Admittedly, Vanderkam’s examples of “awesome” weekends sound like excursions into hell to me. Take weekend #1, with events alternating between evening and day: friends over for game night, family beach trip, family dinner at a restaurant near the beach that you’ve been meaning to try, church, leisurely walk around the neighborhood. Weekend #2 starts with karaoke at a bar with friends, not much of an improvement as far as I’m concerned.

But even if I would be a miserable participant in Vanderkam’s “awesome” weekends (if you’ve read Susan Cain’s Quiet, you’d understand why), the basic idea of planning a few events makes sense. Moreover, after you’ve had your great Sunday evening event, “you still have one more thing to do to secure your weekend’s awesome status: carve out at least a few minutes to plan the week ahead. Schedule not just what you have to do, but what you want to do.”

Somehow I doubt that I’ve read what the most successful people do on the weekend. Can you imagine Jamie Dimon at a karaoke bar? But weekends are important and many of us let them dribble away. Personally, I devote much of my weekend time to reading and writing. If I had all those “awesome” (I hope you are beginning to understand how much I hate the hijacking of this adjective) weekends, you’d not have the pleasure of reading this blog.
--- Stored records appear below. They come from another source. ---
PR #176, opened 2021-01-24
Single Read Handler

hendesi:
# Single Read Handler

As already mentioned in this [review](https://github.com/Apodini/Apodini/pull/70#pullrequestreview-571105829), there is currently no possibility to retrieve just one item from the database by its id. As this is something every web service should offer, this PR adds the corresponding functionality.

## :bulb: Proposed solution
Adding a handler that returns the object found by the id in the database. Nothing too fancy.

### Problem that is solved
Now single object queries (by id) are possible.

### Testing
Yes, one test covering the functionality of the new handler.

### Reviewer Nudging
These are just minor additions. Should be self-explanatory.


nityanandaz (approved):
I have only a name suggestion, `ReadOne` instead of `SingleRead`.

I think it would go well with `ReadAll` (I saw that this is just `Read`). And it reads more like a verb, like Create, Update and Delete, instead of a noun.

PR #179, opened 2021-01-25
Handle nested collection types by introducing `recursiveEdit`

### LINKED ISSUE #178: [BUG] OAS: Nested collection types are not reflected properly
**Describe the bug**
Nested collection types are not reflected properly, meaning that the transformation of the tree with `Node<EnrichedInfo>` did not produce expected results after handling _nested_ collection types (array and dictionary). As a result, the schema was not created as expected.

**To Reproduce**
Create a struct that incorporate nested collection types, such as:
```swift
struct Game: Content {
    /// Associated players, i.e. "the team", key is player ID.
    var players: [String: Player]
}

struct Player: Content {
    var name: String?
    var hand: [Card]
}
```
After creating the tree, we trigger the transformation as conducted in [`OpenAPIComponentsObjectBuilder`](https://github.com/Apodini/Apodini/blob/0415b881ea0b5917d8633510163aedfd4f4f4c45/Sources/Apodini/Semantic%20Model%20Builder/OpenAPI/Document/OpenAPIComponentsObjectBuilder.swift#L131): 
```swift
static func node(_ type: Any.Type) throws -> Node<EnrichedInfo>? {
        let node = try EnrichedInfo.node(type)
            .edited(handleOptional)?
            .edited(handleArray)?
            .edited(handleDictionary)?
            .edited(handlePrimitiveType)?
            .edited(handleUUID)
        return node
    }
```
What I observe, is that the correct representation of a nested collection type directly depends on the order of calling             `.edited(handleArray)?` and `.edited(handleDictionary)?`. In the presented case, after we handle dictionary, we should handle the nested array type `hand`, i.e. a property of `Player` stored in this dictionary. However, you can construct example, where it is exactly the other way around.

A wrong representation would include the schema for type Array in the components section such as:
```json
"Array": {
	"type": "object",
	"properties": {
	  "_buffer": {
	    "$ref": "#/components/schemas/_ArrayBuffer"
	  }
	},
	"required": [
	  "_buffer"
	]
}
```
Indicating that the tree was not transformed/pruned correctly for array types (nested in another collection type, here the `players` dictionary).

**Expected behavior**
We would expect, that the transformation of the `Node<EnrichedInfo>` tree for `Game.self` would resolve the dictionary stored in `players` as well as the array stored in a `Player`s `hand`.
```json
  "components": {
    "schemas": {
      "Game": {
        "type": "object",
        "properties": {
          "players": {
            "type": "object",
            "additionalProperties": {
              "$ref": "#/components/schemas/Player"
            }
          }
        },
        "required": [
          "players",
        ]
      },
      "Player": {
        "type": "object",
        "properties": {
          "name": {
            "type": "string"
          },
          "hand": {
            "type": "array",
            "items": {
              "$ref": "#/components/schemas/Card"
            }
          }
        },
        "required": [
          "hand",
        ]
      },
      "Card": {
        "type": "object",
        "properties": {
          "number": {
            "type": "integer"
          }
        },
        "required": [
          "number"
        ]
      }
    }
  }
```
AND **NOT** including a schema for Array in the components section.

**Additional context**
This heavily rely on how the different handle functions passed into `.edited` are written and how the tree of `Node<EnrichedInfo>` is constructed.

lschlesinger:
# Handle nested collection types by introducing `recursiveEdit`

Nested collection types are not described properly in OAS. This is due to the static order of handling arrays and dictionaries [here in `OpenAPIComponentsObjectBuilder`](https://github.com/Apodini/Apodini/blob/0415b881ea0b5917d8633510163aedfd4f4f4c45/Sources/Apodini/Semantic%20Model%20Builder/OpenAPI/Document/OpenAPIComponentsObjectBuilder.swift#L131). The situation with example is also described by the respective issue #178.

## :bulb: Proposed solution
```swift
extension OpenAPIComponentsObjectBuilder {
    static func node(_ type: Any.Type) throws -> Node<EnrichedInfo>? {
        let node = try EnrichedInfo.node(type)
        var counter = 0
        return try recursiveEdit(node: node, counter: &counter)
    }
    
    private static func recursiveEdit(node: Node<EnrichedInfo>, counter: inout Int) throws -> Node<EnrichedInfo> {
        if counter > OpenAPISchemaConstants.allowedRecursionDepth {
            fatalError("Error occurred during transforming tree of nodes with type \(node.value.typeInfo.name). The recursion depth has exceeded the critical value of \(OpenAPISchemaConstants.allowedRecursionDepth)")
        }
        counter += 1
        let before = node.collectValues()
        guard let newNode = try node
            .edited(handleOptional)?
            .edited(handleArray)?
            .edited(handleDictionary)?
            .edited(handlePrimitiveType)?
            .edited(handleUUID) else {
            fatalError("Error occurred during transforming tree of nodes with type \(node.value.typeInfo.name).") }
        let after = newNode.collectValues()
        return after != before ? try recursiveEdit(node: newNode, counter: &counter) : node
    }
}
```

### Problem that is solved
#178 

### Implications
`EnrichedInfo: Hashable` -> since the condition for recursively calling `recursiveEdit` is that the recently handled node, i.e. after calling `.edited(...)`, has changed compared to its state when entering this function. This comparison relies on the `collectValues()` returning `Set<T> where T: Hashable`.

Refactoring of `schemaName` as the previously taken `TypeInfo.mangledName` provided by `Runtime` was not suitable for collection types. The function `createSchemaName` will now produce `ArrayofCard` instead of `Array` for example.

### Related PRs
@nityanandaz is facing the same problem and works on a solution for
https://github.com/Apodini/Apodini/pull/131#discussion_r563973311

### Testing
`testCreateEnrichedInfoTree()` is newly introduced.

### Reviewer Nudging
Please look specifically at `recursiveEdit` function.
Random reviewers picked.


theMomax (approved):
Everything looks good and reasonable👍🏻

PR #180, opened 2021-01-25
Move scheduler to application and add tests

awoc:
# Move `Scheduler` to `Application` and add tests

Currently, the Scheduler is part of `EnvironmentValues` and created as a Singleton. By moving it to `Application` the handling of the `Scheduler` is simplified and the `Scheduler` can access the `EventLoopGroup` directly. Also, the property wrapper check of `Job`s didn't include a check for `@Parameter`.

## :bulb: Proposed solution

Refactor the implementation of the `Scheduler` to work with this approach. 

### Implications

- No implication on the usage
- Now also supports all `Activatable`s properties
- Exposes `Activatable` and some function of `Traversable`

### Testing

Tests for the correct scheduling and handling in time of `Job`s were added.

### Reviewer Nudging

Should be easy.


Sources/Jobs/Scheduler.swift
```diff
@@ -82,6 +101,8 @@ private extension Scheduler {
     
     func schedule<T: Job>(_ job: T, with config: JobConfiguration, _ runs: Int, on eventLoop: EventLoop) {
         guard runs > 0, let nextDate = try? config.cron.next() else {
+            print("CANCEL \(runs)" )
```
theMomax: Please use the logger.

Sources/Jobs/Scheduler.swift
```diff
@@ -97,7 +118,7 @@ private extension Scheduler {
     func checkPropertyWrappers<T: Job>(_ job: T) throws {
         for property in Mirror(reflecting: job).children {
             switch property.value {
-            case is Environment<EnvironmentValues, Connection>:
+            case is Environment<EnvironmentValues, Connection>, is RequestBasedPropertyWrapper:
```
theMomax: Please always use execute of Traversable.swift instead of mirror. Otherwise DynamicProperty and Properties are not supported.

theMomax (changes requested):
The only problem is the usage of Mirror instead of Traversable (which was there before). I think now would be a good time to fix it.

hendesi (approved):
Please have a look at the changes @theMomax mentioned. Aside from that, It looks good to me 👍

Sources/Jobs/Scheduler.swift
awoc: Deleted this statement

Sources/Jobs/Scheduler.swift
awoc: I use the methods `apply` and `execute` of `Traversable` now. Since `Job`s have their own target I made both methods public. Furthermore, I declared `Activatable` public to work with `Job`s. This means that `@State` can now be used with `Job`s and is activated only once at creation and stays activated. 

Also, `apply` and `Activatable` need to be public to function with the new approach of `@Environment` #181 which will also conform to `Activatable`.

Sources/Apodini/Properties/State.swift
```diff
@@ -56,12 +56,13 @@ extension State where Element: ExpressibleByNilLiteral {
 /// An `Activatable` element may allocate resources when `activate` is called. These
 /// resources may share information with any copies made from this element after `activate`
 /// was called.
-protocol Activatable {
+public protocol Activatable {
+    /// Activates the given element.
     mutating func activate()
```
theMomax, line 61: `Activatable` is public but luckily cannot be called by the user on property wrappers, because `handle()` is not mutating.

Sources/Jobs/Job+Traversable.swift
```diff
@@ -0,0 +1,38 @@
...
+
+        apply({ (activatable: inout Activatable) in
+            activatable.activate()
+        }, to: &selfCopy)
+
+        return selfCopy
+    }
+    
+    /// Checks if only valid property wrappers are used with `Job`s.
+    func checkPropertyWrapper() throws {
```
theMomax: Could be implemented inside main target as generic global instead of extension.

Sources/Jobs/Job+Traversable.swift
```diff
@@ -0,0 +1,38 @@
...
+        }, on: self)
+        
+        try execute({ (_: RequestBasedPropertyWrapper) in
+            throw JobErrors.requestPropertyWrapper
+        }, on: self)
+    }
+    
+    /// Subscribes to all `ObservedObject`s.
+    func subscribe(configuration: JobConfiguration) {
+        execute({ (observedObject: AnyObservedObject) in
```
theMomax: Since this function depends on your target-internal `JobConfiguration` it cannot be transferred to the main target as is. I'd suggest to make a public `subscribe<T>(on target: T, using callback: (AnyObservedObject) -> Void)` global in the main target. You can then use this function to implement your extension here.

Sources/Jobs/Job+Traversable.swift
```diff
@@ -0,0 +1,38 @@
...
+            observedObject.valueDidChange = {
+                observedObject.setChanged(to: true)
+                // Executes the `Job` on its own event loop
+                _ = configuration.scheduled?.futureResult.hop(to: configuration.eventLoop)
+                observedObject.setChanged(to: false)
```
theMomax: I don't think this logic works as intended. The `observedObject.setChanged` should be called **after** the future has completed, shouldn't it?

theMomax (commented):
Besides one logic-issue (not sure about that one, though) I have one concern about this PR. It exposes quite a lot of internal, low-level functionality to the user of Apodini. I added some suggestions on how you could avoid making `execute` and `apply` public. @PSchmiedmayer I would be interested in your opinion on this topic. Maybe it would be better **not** to separate Jobs into their own target.

PSchmiedmayer:
@theMomax @awoc I agree that we expose some more public information by having Jobs in a separate target but as `Activatable` can not be used on a `@State` property wrapper and accessing the `@State` or `@Environment` property wrapper itself isn't normally necessary I would be fine with this. I would suggest to incorporate the suggestions of @theMomax to keep `execute` and `apply` private as this would be a bigger concern to me.

Sources/Jobs/Job+Traversable.swift
awoc: Yes, you're right this makes it safer

Sources/Jobs/Job+Traversable.swift
awoc: Good idea!

Sources/Jobs/Job+Traversable.swift
awoc: Fixed with `c3c4523`

Sources/Jobs/Job+Traversable.swift
awoc: Fixed with `c3c4523`

Sources/Jobs/Job+Traversable.swift
awoc: Instead of "hopping" I'm executing it now directly on the eventloop

theMomax (approved):
LGTM!

Sources/Apodini/Properties/State.swift
```diff
@@ -56,12 +56,13 @@ extension State where Element: ExpressibleByNilLiteral {
 /// An `Activatable` element may allocate resources when `activate` is called. These
 /// resources may share information with any copies made from this element after `activate`
 /// was called.
-protocol Activatable {
+public protocol Activatable {
```
PSchmiedmayer: Based on the changes in the last commits I would suggest that we can make `Activatable` and the `activate` function internal again:
```suggestion
protocol Activatable {
```

Sources/Apodini/Properties/State.swift
```diff
@@ -56,12 +56,13 @@ extension State where Element: ExpressibleByNilLiteral {
...
+    /// Activates the given element.
     mutating func activate()
 }
 
 extension State: Activatable {
-    mutating func activate() {
+    public mutating func activate() {
```
PSchmiedmayer: Based on the changes in the last commits I would suggest that we can make `Activatable` and the `activate` function internal again:
```suggestion
   mutating func activate() {
```

PSchmiedmayer (commented):
@awoc Thanks for incorporating the feedback by @theMomax . I only had a small comment when looking at the PR. In addition I have created #190 to document that we might want structure the global functions a bit but I would not include this in this PR and therefore created the #190 issue.

PR #181, opened 2021-01-25
Combine `EnvironmentValues` and `Storage`

### LINKED ISSUE #164: [INTERNAL CHANGE] Combine the functionality of `EnvironmentValues` and `Storage`
**Is your change related to a problem? Please describe.**

PR #82 introduced a `Storage` struct that offers a dictionary to store properties used for the configuration of `Application`. The functionality of `Storage` and the existing `EnvironmentValues` used by `@Environment` is almost identical. The concept of `EnvironmentValues` is, by using extensions, to declare stored properties which can then be accessed using `@Environment` and a key path. Storage works the same way. Therefore, it would be helpful to only have one central and convenient place for storage related settings in Apodini. This would also reduce code duplication in the project.

**Propose a solution**

Adapt the functionality of `Storage` to work with `@Environment`. This would mean overloading the subscripts of `Storage` and changing stored properties of `EnvironmentValues` using `EnvironmentKey` to work with `StorageKey`.

awoc:
# Combine `EnvironmentValues` and `Storage`

At the moment `@Environment` uses `EnvironmentValues` and `Application` to store values which can be injected. The  `Storage` struct a similar interface for `Application`. Moving to logic of `EnvironmentValues` to `Storage` would reduce code duplication and offer a central space for storage in Apodini.

## :bulb: Proposed solution

Instead of defining extensions for `EnvironmentValues`, `Application` is used. This also works with other targets. 

`@Environment` requires an `Application` instance to access the `Storage`. This is achieved by conforming to `ApplicationInjectable` which injects the instance once at server start up. Like `@State`, `@Environment` now also conforms to `Activatable` which allows to restrict the access of the wrapped value to be only used in a request. This means that `@Environment` always needs to be activated before accessing the wrapped value.

### Problem that is solved

#164 

### Implications

- Renames the property `db` of `Application` to `database`
~~- Removes `@Environment(\.database)`. The same functionality is also possible with `@Environment(\.db)`~~
- The `Application` instance needs to be passed to `Environment` at server startup and also for testing
- `@ObservedObject` also conforms to `ApplicationInjectable` since it needs access to the storage.
- The global `inject` function in Traversable was declared public since it is required by the `Scheduler` to work with `@Environment` and `@ObservedObject`
- Renames `KeyChain` to `EnvironmentAccessible`

### Related PRs

- #82 introduced `Application` and `Storage`

### Testing

No new tests are introduced. The existing ones were refactored to work with this implementation. 

The helper function `mockQuery` helps with the creation of requests with `ApplicationInjectable`s. 

### Reviewer Nudging

One could start with the changes to `@Environment` and then have a look at `Storage`.


Sources/Apodini/Application/Application+Connection.swift
```diff
@@ -1,21 +1,18 @@
...
-}
-
-extension EnvironmentValues {
+extension Application {
     /// A Property identifying the `Connection` which provides an abstract view on the underlying protocol's state.
+    /// - Note: The setter should never be directly called and only serves as a placeholder.
     public var connection: Connection {
-        get { self[ConnectionEnvironmentKey.self] }
-        set { self[ConnectionEnvironmentKey.self] = newValue }
+        get { Connection() }
```
PSchmiedmayer: I would even suggest to add a `fatalError` for accessing a `Connection` on the `Application` level should not possible as this is stored on a `Environment` property wrapper level. 

Thinking about this now we could reconsider adding back the `EnvironmentKeys` as indicators that they are only stored in the `@Environment` property wrapper's key value storage and accessing them does not even take a look at the `Application` storage while accessing an environment value using an `Application` key path first checks the storage of the single `@Environment` property wrapper and then the `Application` storage?

Sources/ApodiniDatabase/Handlers/Create.swift
```diff
@@ -4,7 +4,7 @@ import Apodini
 /// A Handler that creates, if possible, an object in the database that conforms to `DatabaseModel` out of the body of the request.
 /// It uses the database that has been specified in the `DatabaseConfiguration`.
 public struct Create<Model: DatabaseModel>: Handler {
-    @Apodini.Environment(\.database)
+    @Apodini.Environment(\.db)
```
PSchmiedmayer: I would suggest to keep the name `database` instead of `db`. I would suggest renaming the property name of the `Application`

Sources/Apodini/Application/Application+Connection.swift
awoc: I think the idea was to have a default `Connection` with the state `.end`. But I think the default case is also handled by all exporters, so changing this the getter to a `fatalError` shouldn't change anything. Maybe @moritzschuell can have a look at this.

I don't think it is necessary to re-introduce `EnvironmentKeys`. The behavior of `@Environment` is to always check `dynamicProperties` first and only if it is missing the `Application` storage is accessed.

PSchmiedmayer: Sounds good, I think that handling this on the exporter level or ideally on the `SemanticModelLevel` sounds good to me.
Ok, makes sense 👍

PSchmiedmayer:
@awoc Please make sure that the comments make in #180 are also reflected in this PR so we don't expose too much internal functionality in the public interface 🚀

Apart from this: It seems like the reporting of the code coverage failed. Let me know if this continues to happen or if we need to manually merge the PR once @nityanandaz and @sadikekin reviewed the PR.

Sources/Notifications/Application+NotificationCenter.swift
```diff
@@ -0,0 +1,7 @@
+import Apodini
+
+extension Application {
+    var notificationCenter: NotificationCenter {
+        .init(app: self)
```
nityanandaz: If I understand correctly, NotificationCenter is more transient now. Therefore, I suggest to make NotificationCenter a value type:
```swift
public struct NotificationCenter { ... }
```
I believe this would be a little bit more efficient than initializing and discarding a class instance many times, but I am not an expert on what semantics are expected for this type  🙂

Sources/Apodini/Application/Application+Databases.swift
```diff
@@ -44,14 +44,13 @@ extension Application {
         }
     }
 
-    // swiftlint:disable identifier_name
     /// default database
-    public var db: Database {
-        self.db(nil)
+    public var database: Database {
```
nityanandaz, line 48: I prefer this over the abbreviation 👍

Sources/Apodini/Application/Application+Connection.swift
```diff
@@ -1,21 +1,18 @@
...
 import Foundation
 
-enum ConnectionEnvironmentKey: EnvironmentKey {
-    static var defaultValue = Connection()
-}
-
-extension EnvironmentValues {
+extension Application {
     /// A Property identifying the `Connection` which provides an abstract view on the underlying protocol's state.
+    /// - Note: This property only serves as a placeholder and should never be called.
```
nityanandaz:
```suggestion
    ///
    /// This property only serves as a placeholder and should never be called.
```

If you make a break (leave one line blank), Xcode will already display this section below a heading _Discussion_

Sources/Notifications/Application+NotificationCenter.swift
awoc: Good idea! I changed it to a struct now. 

Also, I noticed that a warning is logged every time `fcm` from the `Application` is recreated. That's why I retrieve it from the storage instead of recreating it.

Sources/Apodini/Application/Application+Connection.swift
moritzschuell: @awoc Yes, you're right. The `ConnectionContext` will make sure to always supply a `Connection` to the handler, with state `.end` by default. So, an application level `Connection` access should never happen (and also doesn't really make sense semantically).

PSchmiedmayer:
@awoc I just checked out the open PRs and also saw this one. I remember adding some comments a while ago but I lost a bit track of the PR. Do you need an additional review by anyone from the @Apodini/apodini team or myself?

awoc:
> @awoc I just checked out the open PRs and also saw this one. I remember adding some comments a while ago but I lost a bit track of the PR. Do you need an additional review by anyone from the @Apodini/apodini team or myself?

@PSchmiedmayer I would be happy about a review 😄 This PR should be ready to merge

Sources/Apodini/Application/Application+FCM.swift
```diff
@@ -0,0 +1,32 @@
+//
+//  Application+FCM.swift
+//  
+//
+//  Created by Tim Gymnich on 30.12.20.
+//
+
+import FCM
+
+extension Application {
```
PSchmiedmayer, line 10: I am not sure if this is already addressed by an other PR (might very well be out of scope for this PR) but we should think about moving this file and the FCM dependencies to the Notifications target.

Sources/Apodini/Properties/Environment.swift
```diff
@@ -0,0 +1,70 @@
...
+}
+
+/// Properties that need an `Application` instance.
+protocol ApplicationInjectable {
+    /// injects an `Application` instance
+    mutating func inject(app: Application)
+}
+
+/// A protocol to define key paths that can be used with `@Environment` to retrieve pre-defined objects.
+public protocol KeyChain { }
```
PSchmiedmayer: I think the name `KeyChain` originates from the proposal written at the beginning of the semester. I am not really sure it is a great name as I always start thinking about the iOS/macOS keychain functionality when seeing this protocol. Maybe `EnvironmentAccessible` or `EnvironmentKeyPath` or something similar might be better fit?

Sources/Apodini/Semantic Model Builder/SemanticModelBuilder.swift
```diff
@@ -89,7 +92,7 @@ class SemanticModelBuilder: InterfaceExporterVisitor {
                     return AnyHandlerIdentifier(handlerIndexPath.rawValue)
                 }
             }(),
-            handler: handler,
+            handler: handler.inject(app: app),
```
PSchmiedmayer: I would move this to the creation of the `guards` and `responseTransformers`, it seems a bit hidden in the initializer here and I almost missed it.

nityanandaz (approved):
Looks good to me 👍

Sources/Notifications/Application+NotificationCenter.swift
PSchmiedmayer: As far as I can see the `NotificationCenter` instance is recreated every time. This is to avoid side effects? Could it also be stored in the storage or am I missing something here?

PSchmiedmayer (commented):
I looked over the diff since my last comment and only had a few smaller comments from my side. I have also re-requested a review from the @Apodini/apodini team 👍

Sources/Apodini/Application/Application+FCM.swift
awoc: Yes, this also addressed by another branch. However, it requires to have a separate `VaporTarget` first before moving it to the `Notifications` target

PSchmiedmayer: Sounds good 👍

Sources/Notifications/Application+NotificationCenter.swift
awoc: I will also store in storage

moritzschuell (approved):
Nice work 🙌 Looks good to me.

Wednesday, December 26, 2012

Perry, The Art of Procrastination

Soon enough it will be time to make those yearly resolutions we never keep. I somehow doubt that this odd-sounding resolution will top most lists: “Become a structured procrastinator.” But John Perry, professor emeritus of philosophy at Stanford, explains in The Art of Procrastination (Workman, 2012) that structured procrastination will convert ordinary procrastinators into “effective human beings, respected and admired for all that they accomplish and the good use they make of time.” (p. 2) Still flawed, but productive.

Don’t think that Perry has strayed into snake-oil, self-help land, that he has written the kind of pretentious text that would make him a sought-after speaker at corporate retreats. No, this little book is an utterly delightful extended essay (the text is a mere 92 pages).

What is the secret to moving from being an ordinary procrastinator to being a productive procrastinator? Think of our priority lists, with tasks that seem the most urgent and important on top. The procrastinator will put these tasks off until some indefinite time in the future. “But there are also worthwhile tasks to perform lower down on the list. Doing these tasks becomes a way of not doing the things higher up on the list.” And by doing the less urgent, less important tasks, “the procrastinator becomes a useful citizen” who “can even acquire … a reputation for getting a lot done.” (p. 3)

Why do we procrastinate? One culprit is perfectionism. To do something “perfectly” takes a lot of time (presumably an infinite amount of time). When “the fantasies of perfection are replaced by the fantasies of utter failure,” it’s a lot easier just to “sit down and do an imperfect, but adequate, job.” (p. 18)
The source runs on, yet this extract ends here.